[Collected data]

PR #2051, opened 2024-03-14
change quick links design

panasetskaya:
in draft because we don't have copy translations yet here

### DIFF
--- a/app/feature/feature-help-center/src/main/kotlin/com/hedvig/android/feature/help/center/commonclaim/CommonClaimsData.kt
+++ b/app/feature/feature-help-center/src/main/kotlin/com/hedvig/android/feature/help/center/commonclaim/CommonClaimsData.kt
@@ -1,14 +1,17 @@
 package com.hedvig.android.feature.help.center.commonclaim
 
+import hedvig.resources.R
 import kotlinx.serialization.Serializable
 import octopus.CommonClaimsQuery
 
 internal sealed interface CommonClaim {
   val title: String
+  val hintTextRes: Int?
 
   @Serializable
   data class Emergency(
     override val title: String,
+    override val hintTextRes: Int?,
     val emergencyNumber: String,
   ) : CommonClaim {
     companion object {
@@ -19,6 +22,7 @@ internal sealed interface CommonClaim {
       ) = Emergency(
         title = title,
         emergencyNumber = layout.emergencyNumber,
+        hintTextRes = R.string.HC_QUICK_ACTIONS_SICK_ABROAD_SUBTITLE, // as we only have one emergency: sick abroad
       )
     }
   }
@@ -27,6 +31,7 @@ internal sealed interface CommonClaim {
   data class Generic(
     val id: String,
     override val title: String,
+    override val hintTextRes: Int?,
     val bulletPoints: List<BulletPoint>,
   ) : CommonClaim {
     @Serializable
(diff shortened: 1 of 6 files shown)


panasetskaya:
Have the copy now:)

app/feature/feature-help-center/src/main/kotlin/com/hedvig/android/feature/help/center/home/HelpCenterHomeDestination.kt
```diff
@@ -190,27 +186,47 @@ private fun HelpCenterHomeScreen(
...
-                        modifier = Modifier.padding(16.dp),
+                        textAlign = TextAlign.Start,
+                        modifier = Modifier.padding(horizontal = 16.dp),
+                      )
+                      Spacer(modifier = Modifier.height(4.dp))
+                      Text(
+                        text = when (quickLink) {
+                          is HelpCenterUiState.QuickLinkType.CommonClaimType -> {
+                            val hintTextRes = quickLink.commonClaim.hintTextRes
+                            if (hintTextRes != null) stringResource(hintTextRes) else ""
```
StylianosGakis, line 218: If we do in fact get an empty string here, do we want the text to still show a bit off-center as it will, or should it become centered vertically in the card, or should the card itself shrink?
I assume design does not handle this case right?

app/feature/feature-help-center/src/main/kotlin/com/hedvig/android/feature/help/center/home/HelpCenterHomeDestination.kt
```diff
@@ -190,27 +186,47 @@ private fun HelpCenterHomeScreen(
...
+                          }
+                          is HelpCenterUiState.QuickLinkType.QuickActionType -> stringResource(
+                            quickLink.quickAction.hintTextRes,
+                          )
+                        },
+                        textAlign = TextAlign.Start,
+                        modifier = Modifier.padding(horizontal = 16.dp),
+                        color = MaterialTheme.colorScheme.onSurfaceVariant,
+                        fontSize = MaterialTheme.typography.titleSmall.fontSize,
```
StylianosGakis, line 227: I'd suggest you just pass the style completely here instead of only changing the font size.
Something like `style = MaterialTheme.typography.titleSmall`

StylianosGakis (approved):
Lgtm, just had a couple of small points

app/feature/feature-help-center/src/main/kotlin/com/hedvig/android/feature/help/center/home/HelpCenterHomeDestination.kt
```diff
@@ -190,27 +186,47 @@ private fun HelpCenterHomeScreen(
...
                       )
+                      Spacer(modifier = Modifier.height(14.dp))
```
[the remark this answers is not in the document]
panasetskaya: Not sure, but that's what Figma shows me. It does look a bit asymetrical. I'll change it to 12 in both cases

app/feature/feature-help-center/src/main/kotlin/com/hedvig/android/feature/help/center/home/HelpCenterHomeDestination.kt
panasetskaya: Nope, but again - there are only two common claims now, and both have hint text, so I think that's why they didn't make the design. I thought that in an unlikely case we don't have the hint, it would be more logical to have the title a bit off-center, so all cards look alike

StylianosGakis: Yeap sounds good to me

app/feature/feature-help-center/src/main/kotlin/com/hedvig/android/feature/help/center/home/HelpCenterHomeDestination.kt
```diff
@@ -178,10 +176,8 @@ private fun HelpCenterHomeScreen(
             chipContainerColor = MaterialTheme.colorScheme.typeContainer,
             contentColor = MaterialTheme.colorScheme.onTypeContainer,
             content = {
-              HedvigGrid(
-                contentPadding = WindowInsets.safeDrawing.only(WindowInsetsSides.Horizontal).asPaddingValues(),
-                insideGridSpace = InsideGridSpace(8.dp),
-                modifier = Modifier.padding(horizontal = 16.dp),
+              Column(
+                verticalArrangement = Arrangement.spacedBy(4.dp),
```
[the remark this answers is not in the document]
panasetskaya: yep, forgot about landscape. fixed:)

app/feature/feature-help-center/src/main/kotlin/com/hedvig/android/feature/help/center/commonclaim/CommonClaimsData.kt
```diff
@@ -43,16 +48,24 @@ internal sealed interface CommonClaim {
...
+          },
+        )
+      }
     }
   }
 }
+
+private fun checkIfFirstVet(id: String): Boolean {
+  return id == "30" || id == "31" || id == "32"
+}
```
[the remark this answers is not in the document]
panasetskaya: It's used in the static fun from(), but you're right, I totally shouldn't have it twice. I changed the local variable to call the same fun, would that be okay?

WHAT IS REQUIRED: Reproduce the entries exactly, but only from their first line to the line holding "import octopus.CommonClaimsQuery", with that last line kept.

ANSWER TO THIS TASK:
PR #2051, opened 2024-03-14
change quick links design

panasetskaya:
in draft because we don't have copy translations yet here

### DIFF
--- a/app/feature/feature-help-center/src/main/kotlin/com/hedvig/android/feature/help/center/commonclaim/CommonClaimsData.kt
+++ b/app/feature/feature-help-center/src/main/kotlin/com/hedvig/android/feature/help/center/commonclaim/CommonClaimsData.kt
@@ -1,14 +1,17 @@
 package com.hedvig.android.feature.help.center.commonclaim
 
+import hedvig.resources.R
 import kotlinx.serialization.Serializable
 import octopus.CommonClaimsQuery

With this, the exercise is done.